PR #90, opened 2026-06-07
Fix glob escaping so ComSkip temp files clean up on bracket channel names

razzamatazm:
## What changed

ComSkip/FFmpeg working files (`.edl`, `.txt`, `.log`, etc.) were silently left on disk after processing when a channel name contained `[` or `]` -- for example `[BBC HD]` or `[US]`.

These characters are valid in Linux filenames and pass through `sanitize_filename` unchanged. The problem was in `_cleanup_working_files`: it built glob patterns by splicing the raw stem directly into strings like `f"{stem}.edl"`, then called `Path.glob(pattern)`. Python's `glob` treats `[BBC]` as a character class (matching `B` or `C`), so the pattern silently matched nothing and the files were never deleted.

**Fix:** call `glob.escape(stem)` before building patterns. The literal `*` appended for segment files stays a wildcard; only `[`, `]`, and `?` in the stem are escaped.

## Before

```
/downloads/[BBC] Doctor Who - 2024-01-15.edl   <-- left on disk forever
/downloads/[BBC] Doctor Who - 2024-01-15.txt   <-- left on disk forever
/downloads/[BBC] Doctor Who - 2024-01-15_seg001.ts  <-- left on disk
```

After a recording with a bracket channel name, the working directory would accumulate stale ComSkip temp files indefinitely.

## After

All temp files matching the bracket stem are deleted normally. An unrelated file like `B Show - 2024-01-15.edl` (which the broken character-class glob could have accidentally matched) is left untouched.

## Tests

- `test_cleanup_removes_comskip_files_when_stem_contains_brackets`: creates real temp files under a bracketed stem and asserts all are deleted
- `test_cleanup_does_not_delete_unrelated_files_with_similar_names`: asserts a file only matching the old broken pattern is not deleted
- Full suite: 227 tests, all pass

## Note

This replaces PR #81, which was branched off an older version of main and contained unrelated gzip changes that have since merged. This branch is a clean rebase from current main with only the bracket-glob fix.

### DIFF
--- a/backend/services/download_manager.py
+++ b/backend/services/download_manager.py
@@ -1,6 +1,7 @@
 import asyncio
 import aiohttp
 import aiofiles
+import glob as glob_module
 import logging
 import os
 import shutil
@@ -901,6 +902,9 @@ class DownloadManager:
             original_file = Path(original_path)
             base_dir = original_file.parent
             stem = original_file.stem
+            # Escape glob special chars ([, ], ?) in the stem so channel names like
+            # "[BBC HD]" don't silently fail to match or accidentally match unrelated files.
+            escaped_stem = glob_module.escape(stem)
             completed_real = os.path.realpath(os.path.abspath(completed_path))
 
             if delete_original and original_path != completed_path and original_file.exists():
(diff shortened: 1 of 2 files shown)


razzamatazm-cleo (approved):
**Review (Cleo) — approve.**

Correct fix. `glob.escape(stem)` wraps `[`, `]`, `?` as literal character classes, which `pathlib.Path.glob` honors the same way as the `glob` module, so bracketed channel names like `[BBC HD]` now match their own temp files. The wildcards that must stay live (`_seg*.ts`, `.*.ffmpeg.log`) sit outside the escaped stem, so they keep working. The `completed_real` realpath guard inside the loop is untouched, so the finished file is still never unlinked.

Tests are real regressions: I ran them against `main` (2 failures) and against this branch (3 pass). The negative test (`...does_not_delete_unrelated_files...`) is the valuable one: it proves a broken `[BBC]` class would have matched and deleted `B Show - ....edl`, and that escaping prevents it. Good coverage.

No Codex review on this PR. One process note, not a blocker: this overlaps PR #81 (`gremlin/cleanup-bracket-glob-bug`), which adds failing tests for the same bug. Once this merges, #81 is redundant and should be closed to avoid duplicate test files.

No remaining concerns.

_ _ _ _

- To do -
Your answer should be exactly the lines of the material above, starting at the one that holds "No Codex review" and ending with the last.

- Exercise solution -
No Codex review on this PR. One process note, not a blocker: this overlaps PR #81 (`gremlin/cleanup-bracket-glob-bug`), which adds failing tests for the same bug. Once this merges, #81 is redundant and should be closed to avoid duplicate test files.

No remaining concerns.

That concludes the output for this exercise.